Überwiegend wird dies in der Literatur bejaht, manche halten im unternehmerischen Geschäftsverkehr sogar eine Verkürzung auf 6 Monate für wirksam. Jede Verkürzung der Verjährung ist zugleich auch eine Haftungsbeschränkung. Eine Haftungsbeschränkung ist aber gemäß § 309 Nr. 7 Buchstabe a und b BGB bei Ansprüchen, die den Ersatz von Körper- und Gesundheitsschäden beinhalten oder auf Vorsatz oder grober Fahrlässigkeit beruhen, unzulässig. Insofern ist eine AGB-Klausel, welche die Verjährungsfrist auf 1 Jahr verkürzt dann unwirksam, wenn sie nicht explizit regelt, dass Ansprüche, die auf grob fahrlässigem oder vorsätzlichem Verhalten beruhen oder den Ersatz von Körper- und Gesundheitsschäden beinhalten nicht unter diese Regelung fallen (BGH Urteil vom 15.11.2006 – VIII ZR 3/06).

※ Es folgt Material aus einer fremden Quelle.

PR #1928, opened 2024-04-21
Remove dead code in MCPServer

sevein:
There's no rush to merge this, it's just the removal of some dead code.

PR #1929, opened 2024-04-22
Remove unused file filter

sevein:
Similar to https://github.com/artefactual/archivematica/pull/1928, no rush on this. `filter_file_start` is unused so there is no point in keeping any related logic unless you have short-term plans to implement it.


replaceafill (approved):
No short term plans to implement it. We can reintroduce it if needed. Thanks!

PR #1930, opened 2024-04-23
Use json.loads in OutputClientScriptJob

sevein:
What [get_aip_storage_locations](https://github.com/artefactual/archivematica/blob/qa/1.x/src/MCPClient/lib/clientScripts/get_aip_storage_locations.py) writes to stdout is a JSON blob so we should use the `json` decoder to deserialize it. The payload looks like the following, always hitting the Storage Service API to build the full list of locations:

```json
{
  "default": {"description": "Default Location", "uri": "/api/v2/location/default/AS/"},
  "3191bf34-c803-4bdf-a37a-cf1aaf1364d9": {"description": "...", "uri": "..."}
}
```

This is done twice in the standard Archivematica workflow, i.e. for AIP (AS) and DIP (DS) store locations.

### DIFF
--- a/src/MCPServer/lib/server/jobs/client.py
+++ b/src/MCPServer/lib/server/jobs/client.py
@@ -3,6 +3,7 @@ Jobs remotely executed by on MCP client.
 """
 import abc
 import ast
+import json
 import logging
 
 from dbconns import auto_close_old_connections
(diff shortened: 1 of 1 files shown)


replaceafill (approved):
Nice, thank you!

Praxis-Tipp: Beruft sich der Lieferant auf eine Verkürzung der Verjährungsfrist in seinen Lieferbedingungen, sollten Sie zunächst prüfen, ob seine Lieferbedingungen überhaupt Vertragsbestandteil geworden sind. In dem Fall sich kreuzender AGB (Ihr AGB-Hinweis in der Bestellung, der Lieferant verweist in der Auftragsbestätigung auf seine AGB) werden in der Regel weder die Einkaufs- noch die Verkaufsbedingungen Vertragsbestandteil. Stattdessen gilt dann das Gesetz, also eine Verjährungsfrist von 24 Monaten. In diesem Fall ist die Diskussion mit dem Lieferanten überflüssig.

Längere Verjährungsfrist

In wie weit Sie als Einkäufer die 2-jährige Verjährungsfrist vertraglich verlängern können, hängt davon ab, ob dies per Individualvereinbarung oder per AGB geschieht. Bei einer Individualvereinbarung sind Ihnen so gut wie keine Grenzen gesetzt. Sie dürfen die Verjährungsfrist bis zu einer Frist von 30 Jahren (§ 202 Abs. 2 BGB) beliebig verlängern, das Einverständnis Ihres Vertragspartners selbstverständlich vorausgesetzt. Wesentlich enger ist der Gestaltungsspielraum dagegen bei einer Allgemeinen Geschäftsbedingung. Hier stellt sich die Frage, wann die Grenze der unangemessenen Benachteiligung des Lieferanten i.S.d. § 307 BGB erreicht ist.
Beachten Sie: Der Bundesgerichtshof hat mit Urteil vom 05.10.2005 (ZGS 2006, S.26 ff.) bereits entschieden, dass die Verlängerung der 2-jährigen Verjährungsfrist auf 3 Jahre keine unangemessene Benachteiligung ist und hat eine solche Regelung in Einkaufsbedingungen für wirksam erklärt.

Praxis-Tipp: Für sämtliche Baustoffe und Bauteile wie z. B. Zement, Bauholz, Fenster, Dachplatten, Fliesen, beträgt die gesetzliche Verjährungsfrist sogar 5 Jahre (§ 438 Abs. 1 Nr. 2b BGB).